I gave up. There are certain kinds of people with whom it is futile to argue: religious nuts, the insane, drunks, people who insist that they are always right, and after today, French Women. She had surprised me just when I had started to trust her. She was pushy and aggressive. I was pretty sure I knew why she was single at the age of 50.
The drive was six hours. I did offer to drive. There was a safe stretch of highway for me to drive, a couple of hours through a sparsely populated area with little traffic where there are no traffic cops on the highways France who do ID checks on foreigners driving for a while to relieve their companion. She refused to let me.

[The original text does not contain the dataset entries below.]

PR #3794, opened 2026-05-27
[build-tools] Fix iOS Simulator readiness hang on Xcode 26.4

gwdp:
## Why

`eas/start_ios_simulator` never starts on the Xcode 26.4 image — it hangs ~30 min then fails.

`waitForReadyAsync` polls `xcrun simctl io <udid> screenshot /dev/null`. Since Xcode 26.4 `simctl io screenshot` writes the file atomically (temp file + rename in the destination's directory), so `/dev/null` fails — it tries to create a file in `/dev`, which the build user can't:

```
NSCocoaErrorDomain code=513: You don't have permission to save the file "null" in the folder "dev"
```

It fails every attempt, so the readiness retry burns its full 30-minute budget. Worked on Xcode 26.2 (which wrote directly to the path).

## How

Write the readiness screenshot to a real temp file (`/tmp/shot.png`) and remove it after. Works across Xcode versions.

## Test Plan

Reproduced on a custom build with the real `eas/start_ios_simulator`:

- Xcode 26.4 — hangs (cancelled after ~2.5 min): https://expo.dev/accounts/gwdp/projects/coin-flip/workflows/019e6802-de7d-71b7-9bd5-7bf811d6574c
- Xcode 26.2 — succeeds: https://expo.dev/accounts/gwdp/projects/coin-flip/workflows/019e6809-c230-7d68-9b18-6625951038c8
- `screenshot /dev/null` fails on 26.4 but a real path works (diagnostic): https://expo.dev/accounts/gwdp/projects/coin-flip/workflows/019e6802-d14d-763e-bd49-5365208727d1

`yarn typecheck` and `oxlint` pass.

### DIFF
--- a/packages/build-tools/src/utils/IosSimulatorUtils.ts
+++ b/packages/build-tools/src/utils/IosSimulatorUtils.ts
@@ -1,5 +1,5 @@
 import spawn, { SpawnPromise, SpawnResult } from '@expo/turtle-spawn';
-import fs from 'node:fs';
+import fs from 'fs-extra';
 import os from 'node:os';
 import path from 'node:path';
 import { setTimeout } from 'node:timers/promises';
@@ -122,9 +122,10 @@ export namespace IosSimulatorUtils {
     udid: IosSimulatorUuid;
     env: NodeJS.ProcessEnv;
   }): Promise<void> {
+    const readinessScreenshotPath = '/tmp/shot.png';
     await retryAsync(
       async () => {
-        await spawn('xcrun', ['simctl', 'io', udid, 'screenshot', '/dev/null'], {
+        await spawn('xcrun', ['simctl', 'io', udid, 'screenshot', readinessScreenshotPath], {
           env,
         });
       },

She drove the entire way, and the highway took us through a valley surrounded by 10,000 foot mountains. She wouldn’t let me drive when I asked two hours later. We talked much of the time.
The ski resort was another hour away, and I wondered if she would make any more revelations before we got there. Whatever she might say didn’t matter. I realised had no romantic feelings for her. That was out of the question. What she expected from me and how all that was dealt with is another chapter.
For the last segment of the drive, we climbed through a quick series of Alpine valleys. The town where we would stay, Huez, is a village built on the foot of the mountain Alp d’Huez. It was dark, and the full moon lit up the snowy landscape.